Task instructions: When the line with "wild-endeavor: oh this won't run nm, keep" appears below, start repeating lines exactly, and keep going through the line with "The problem arises"; add nothing outside that span.

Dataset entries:
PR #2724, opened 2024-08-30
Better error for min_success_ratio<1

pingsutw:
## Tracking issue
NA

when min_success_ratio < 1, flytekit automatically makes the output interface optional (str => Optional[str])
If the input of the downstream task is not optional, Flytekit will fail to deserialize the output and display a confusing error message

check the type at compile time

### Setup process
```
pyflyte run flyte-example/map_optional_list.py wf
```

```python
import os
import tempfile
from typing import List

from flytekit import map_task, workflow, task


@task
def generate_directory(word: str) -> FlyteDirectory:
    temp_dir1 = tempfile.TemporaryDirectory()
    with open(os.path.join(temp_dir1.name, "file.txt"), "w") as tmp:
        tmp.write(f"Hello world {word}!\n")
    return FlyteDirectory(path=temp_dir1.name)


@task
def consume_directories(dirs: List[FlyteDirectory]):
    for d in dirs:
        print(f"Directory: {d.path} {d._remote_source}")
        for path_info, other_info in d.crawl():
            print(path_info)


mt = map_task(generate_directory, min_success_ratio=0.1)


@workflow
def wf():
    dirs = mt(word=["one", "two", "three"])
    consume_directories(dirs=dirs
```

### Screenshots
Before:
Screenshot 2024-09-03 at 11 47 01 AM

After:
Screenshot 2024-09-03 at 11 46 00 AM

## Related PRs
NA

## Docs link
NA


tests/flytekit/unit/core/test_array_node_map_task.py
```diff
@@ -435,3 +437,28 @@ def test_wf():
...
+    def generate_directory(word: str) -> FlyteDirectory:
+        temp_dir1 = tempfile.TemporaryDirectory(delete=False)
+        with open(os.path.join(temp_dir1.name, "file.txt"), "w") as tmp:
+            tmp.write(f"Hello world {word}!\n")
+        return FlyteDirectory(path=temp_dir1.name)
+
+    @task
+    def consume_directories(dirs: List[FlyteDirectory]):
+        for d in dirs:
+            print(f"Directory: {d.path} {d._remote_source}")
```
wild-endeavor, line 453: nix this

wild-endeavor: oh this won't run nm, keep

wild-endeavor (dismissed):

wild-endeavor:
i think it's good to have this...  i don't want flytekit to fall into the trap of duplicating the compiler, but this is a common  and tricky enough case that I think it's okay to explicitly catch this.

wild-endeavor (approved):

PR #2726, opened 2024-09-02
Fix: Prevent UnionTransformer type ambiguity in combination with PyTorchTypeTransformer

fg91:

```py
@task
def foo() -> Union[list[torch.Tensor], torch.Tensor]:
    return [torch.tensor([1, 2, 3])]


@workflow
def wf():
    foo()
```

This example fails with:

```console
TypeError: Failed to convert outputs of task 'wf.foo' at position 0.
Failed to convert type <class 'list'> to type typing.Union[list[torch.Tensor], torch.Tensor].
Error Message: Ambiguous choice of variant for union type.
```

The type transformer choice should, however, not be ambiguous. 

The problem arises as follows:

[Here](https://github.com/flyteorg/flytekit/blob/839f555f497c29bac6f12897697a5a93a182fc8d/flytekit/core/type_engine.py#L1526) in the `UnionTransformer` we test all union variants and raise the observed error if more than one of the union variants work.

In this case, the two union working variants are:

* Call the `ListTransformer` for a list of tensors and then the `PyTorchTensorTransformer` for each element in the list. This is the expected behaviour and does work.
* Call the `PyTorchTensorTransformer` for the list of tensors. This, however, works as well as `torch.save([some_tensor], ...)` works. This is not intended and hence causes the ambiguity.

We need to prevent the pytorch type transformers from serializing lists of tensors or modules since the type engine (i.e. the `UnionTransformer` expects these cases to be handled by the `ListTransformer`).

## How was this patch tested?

* * *

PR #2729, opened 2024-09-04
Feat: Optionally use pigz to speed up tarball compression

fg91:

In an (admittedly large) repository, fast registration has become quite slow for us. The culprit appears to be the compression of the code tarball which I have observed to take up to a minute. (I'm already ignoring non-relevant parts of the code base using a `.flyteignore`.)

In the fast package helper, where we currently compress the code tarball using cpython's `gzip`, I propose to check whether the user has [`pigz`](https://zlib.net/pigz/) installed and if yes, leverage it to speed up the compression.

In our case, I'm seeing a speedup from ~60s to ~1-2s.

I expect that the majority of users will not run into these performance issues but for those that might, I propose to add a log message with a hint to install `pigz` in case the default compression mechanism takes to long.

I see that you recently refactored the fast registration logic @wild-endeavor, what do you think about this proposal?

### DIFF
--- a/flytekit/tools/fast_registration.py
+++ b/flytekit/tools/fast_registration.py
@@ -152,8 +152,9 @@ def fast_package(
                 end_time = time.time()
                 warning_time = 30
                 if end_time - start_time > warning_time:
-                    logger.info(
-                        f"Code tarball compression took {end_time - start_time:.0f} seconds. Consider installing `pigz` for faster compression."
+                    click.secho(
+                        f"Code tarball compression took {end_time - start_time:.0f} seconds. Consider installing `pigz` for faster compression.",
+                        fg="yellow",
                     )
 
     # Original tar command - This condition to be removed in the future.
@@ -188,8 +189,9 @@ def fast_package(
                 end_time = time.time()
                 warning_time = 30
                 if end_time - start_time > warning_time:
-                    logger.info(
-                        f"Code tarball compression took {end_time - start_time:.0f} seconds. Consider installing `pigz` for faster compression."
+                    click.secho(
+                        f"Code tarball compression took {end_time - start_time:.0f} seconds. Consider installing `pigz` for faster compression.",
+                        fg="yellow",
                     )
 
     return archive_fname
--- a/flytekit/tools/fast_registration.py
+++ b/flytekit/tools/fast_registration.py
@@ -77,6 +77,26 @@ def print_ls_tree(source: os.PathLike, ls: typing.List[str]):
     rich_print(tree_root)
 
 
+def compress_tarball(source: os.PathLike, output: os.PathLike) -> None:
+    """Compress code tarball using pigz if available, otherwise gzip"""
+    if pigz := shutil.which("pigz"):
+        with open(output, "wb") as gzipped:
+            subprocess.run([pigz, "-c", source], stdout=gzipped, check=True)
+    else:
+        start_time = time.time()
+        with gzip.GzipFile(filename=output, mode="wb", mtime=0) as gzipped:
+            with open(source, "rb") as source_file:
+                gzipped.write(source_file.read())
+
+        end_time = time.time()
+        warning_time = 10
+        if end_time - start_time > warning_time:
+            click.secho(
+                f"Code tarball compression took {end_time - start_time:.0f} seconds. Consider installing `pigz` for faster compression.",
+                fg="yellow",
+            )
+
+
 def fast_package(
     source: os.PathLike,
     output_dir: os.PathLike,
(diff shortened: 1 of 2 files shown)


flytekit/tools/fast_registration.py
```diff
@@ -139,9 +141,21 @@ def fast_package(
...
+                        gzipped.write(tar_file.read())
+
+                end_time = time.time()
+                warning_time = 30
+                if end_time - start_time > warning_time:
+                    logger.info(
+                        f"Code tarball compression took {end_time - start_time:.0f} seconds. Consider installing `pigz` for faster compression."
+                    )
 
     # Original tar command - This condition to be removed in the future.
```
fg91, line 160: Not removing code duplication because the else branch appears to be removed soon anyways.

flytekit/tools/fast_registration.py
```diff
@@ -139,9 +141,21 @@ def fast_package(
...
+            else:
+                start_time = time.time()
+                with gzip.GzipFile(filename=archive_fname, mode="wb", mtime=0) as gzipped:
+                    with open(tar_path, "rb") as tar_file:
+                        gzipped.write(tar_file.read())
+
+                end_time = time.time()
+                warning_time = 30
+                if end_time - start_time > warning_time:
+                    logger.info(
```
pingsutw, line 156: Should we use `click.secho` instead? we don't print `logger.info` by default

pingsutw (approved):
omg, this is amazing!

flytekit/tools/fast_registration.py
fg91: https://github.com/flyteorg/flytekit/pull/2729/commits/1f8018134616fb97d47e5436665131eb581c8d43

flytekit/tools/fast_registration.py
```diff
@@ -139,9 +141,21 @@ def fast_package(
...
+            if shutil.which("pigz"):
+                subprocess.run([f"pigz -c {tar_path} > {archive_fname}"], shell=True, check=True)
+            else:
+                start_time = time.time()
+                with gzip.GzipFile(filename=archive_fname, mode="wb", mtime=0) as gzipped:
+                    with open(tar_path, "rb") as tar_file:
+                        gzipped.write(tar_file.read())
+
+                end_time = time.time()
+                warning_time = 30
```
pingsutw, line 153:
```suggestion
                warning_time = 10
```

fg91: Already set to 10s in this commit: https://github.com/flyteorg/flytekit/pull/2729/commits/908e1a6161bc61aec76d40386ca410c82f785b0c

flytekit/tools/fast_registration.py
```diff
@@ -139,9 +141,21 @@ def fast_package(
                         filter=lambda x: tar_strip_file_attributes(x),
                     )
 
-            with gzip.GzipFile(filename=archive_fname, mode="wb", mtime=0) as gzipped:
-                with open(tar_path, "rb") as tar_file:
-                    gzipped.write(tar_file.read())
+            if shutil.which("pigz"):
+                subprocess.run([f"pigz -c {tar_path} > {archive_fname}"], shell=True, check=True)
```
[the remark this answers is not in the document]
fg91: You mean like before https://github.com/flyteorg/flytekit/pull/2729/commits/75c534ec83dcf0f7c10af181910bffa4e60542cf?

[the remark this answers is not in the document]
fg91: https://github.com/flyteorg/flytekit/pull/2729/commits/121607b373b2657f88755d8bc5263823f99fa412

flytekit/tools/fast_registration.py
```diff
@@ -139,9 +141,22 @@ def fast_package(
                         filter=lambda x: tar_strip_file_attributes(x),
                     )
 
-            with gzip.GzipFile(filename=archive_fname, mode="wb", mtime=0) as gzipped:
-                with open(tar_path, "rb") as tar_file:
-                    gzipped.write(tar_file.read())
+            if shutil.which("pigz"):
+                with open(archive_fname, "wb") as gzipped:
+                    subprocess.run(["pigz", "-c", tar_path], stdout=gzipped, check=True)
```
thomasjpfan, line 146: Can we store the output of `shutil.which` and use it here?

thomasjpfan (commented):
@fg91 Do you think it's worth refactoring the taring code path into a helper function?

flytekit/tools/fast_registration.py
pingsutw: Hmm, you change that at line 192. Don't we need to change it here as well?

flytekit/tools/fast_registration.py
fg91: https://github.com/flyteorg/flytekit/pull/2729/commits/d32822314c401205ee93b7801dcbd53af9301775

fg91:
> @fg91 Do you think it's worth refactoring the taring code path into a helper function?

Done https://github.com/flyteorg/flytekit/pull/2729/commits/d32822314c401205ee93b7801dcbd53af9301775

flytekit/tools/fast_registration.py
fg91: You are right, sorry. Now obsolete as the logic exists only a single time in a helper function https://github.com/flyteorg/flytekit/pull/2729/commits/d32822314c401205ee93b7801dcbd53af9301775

Answer to this exercise:
wild-endeavor: oh this won't run nm, keep

wild-endeavor (dismissed):

wild-endeavor:
i think it's good to have this...  i don't want flytekit to fall into the trap of duplicating the compiler, but this is a common  and tricky enough case that I think it's okay to explicitly catch this.

wild-endeavor (approved):

PR #2726, opened 2024-09-02
Fix: Prevent UnionTransformer type ambiguity in combination with PyTorchTypeTransformer

fg91:

```py
@task
def foo() -> Union[list[torch.Tensor], torch.Tensor]:
    return [torch.tensor([1, 2, 3])]


@workflow
def wf():
    foo()
```

This example fails with:

```console
TypeError: Failed to convert outputs of task 'wf.foo' at position 0.
Failed to convert type <class 'list'> to type typing.Union[list[torch.Tensor], torch.Tensor].
Error Message: Ambiguous choice of variant for union type.
```

The type transformer choice should, however, not be ambiguous. 

The problem arises as follows:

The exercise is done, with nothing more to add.